Brussel Sprout, Cranberry & Farro Salad

Brussel Sprout, Cranberry & Farro Salad
Prep time
Cook time
Total time
Recipe type: Salad
Cuisine: American
Serves: 4
  • 1 lb brussel sprouts, trimmed and sliced in half
  • 2 cups cooked farro (or other hearty grain)
  • ¾ cup dried cranberries
  • 15.5 oz can white beans, rinsed and drained
  • ½ cup crumbled feta cheese
  • 1 tsp fresh thyme, minced
  • 1 tbsp juice and zest from a lemon
  • 1 tsp white wine vinegar
  • 1 tbsp dijon mustard
  • 2 tbsp capers, divided
  • 3 tbsp pumpkin seed oil (use olive oil if you can't find this)
  • 2 tbsp extra virgin olive oil, divided
  • 1 tsp pepper
  • ½ tsp salt
  1. Preheat oven to 425F. Toss brussel sprouts with 1 tbsp of the olive oil and roast for about 30 minutes or until tender and golden on the outside.
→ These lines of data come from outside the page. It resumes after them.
PR #333, opened 2026-06-28
feat(tui): dim transcript backdrop behind overlays for visibility

gnanam1990:
## Summary

Slash-command/`@file` palettes (and the model/provider pickers and wizards) were composited directly over the live transcript with no visual separation, so the chat bled through around the box and the overlay was hard to read.

This adds a **modal scrim**: when an overlay is open, the transcript backdrop is dimmed (each line's colors are stripped and re-rendered faint) before the bright bordered overlay is drawn on top. The header/title bar and composer render separately and stay bright, so only the chat behind the palette recedes. Backdrop text is preserved (just dimmed), so context stays faintly readable.

Net effect: the palette clearly stands out as a floating card instead of blending into the chat.

## Scope
- `internal/tui/model.go` (+17): dim the backdrop in `overlayViewportLines` via a `scrimViewportLine` helper.
- `internal/tui/model_test.go` (+31): tests that the scrim preserves text + skips blank lines, and that the overlay still composites over a preserved backdrop.

## Test plan
- Manual: open `/` (command palette) or `@` (file palette) over a busy transcript — the chat behind dims and the palette is clearly legible.

## Summary by CodeRabbit

* **Bug Fixes**
  * Overlay views now dim the background transcript when menus, pickers, or wizards are open, making the active overlay stand out more clearly.
  * Existing text behind overlays is preserved and shown faintly instead of being visually disrupted.
  * Blank lines remain unchanged, keeping spacing intact in the transcript display.

### DIFF
--- a/internal/tui/model.go
+++ b/internal/tui/model.go
@@ -2261,6 +2261,12 @@ func overlayViewportLines(lines []string, overlay string, width int) []string {
 	if overlayWidth <= 0 {
 		return lines
 	}
+	// Scrim: dim the whole transcript backdrop so a floating overlay (slash-command
+	// palette, picker, wizard) clearly stands out instead of blending into the live
+	// chat behind it. Header and composer are rendered separately and stay bright.
+	for index := range lines {
+		lines[index] = scrimViewportLine(lines[index], width)
+	}
 	start := maxInt(0, (len(lines)-len(overlayLines))/2)
 	for offset, line := range overlayLines {
 		target := start + offset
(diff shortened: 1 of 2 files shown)


gnanam1990:
Addressed both — strengthened the scrim tests: `TestScrimViewportLine` now feeds a pre-styled line and asserts its original escape styling is stripped while the text survives; `TestOverlayViewportLines…` now asserts the **overlaid** row keeps backdrop margin text alongside the panel (the compositing contract), not just a non-overlaid row. Gate green.

gnanam1990:
@coderabbit review again if approvable then approve it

Remove from oven and allow to cool slightly.
  2. While sprouts roast, make the dressing. Mix together the thyme, lemon juice and zest, vinegar, mustard, 1 tbsp of capers minced, pumpkin seed oil, remaining olive oil and salt and pepper. Whisk together until combined. Taste and adjust for seasonings.
  3. In a large salad bowl toss together the remaining salad ingredients: cooked faro, dried cranberries, white beans and feta cheese. Once brussel sprouts have cooled slightly, toss them in along with the faro mixture.
  4. Drizzle on the dressing - add slowly, stirring and tasting along the way. You may not use all of the dressing - although I did! Toss to combine throughly and serve! This makes great leftovers for lunch the next day!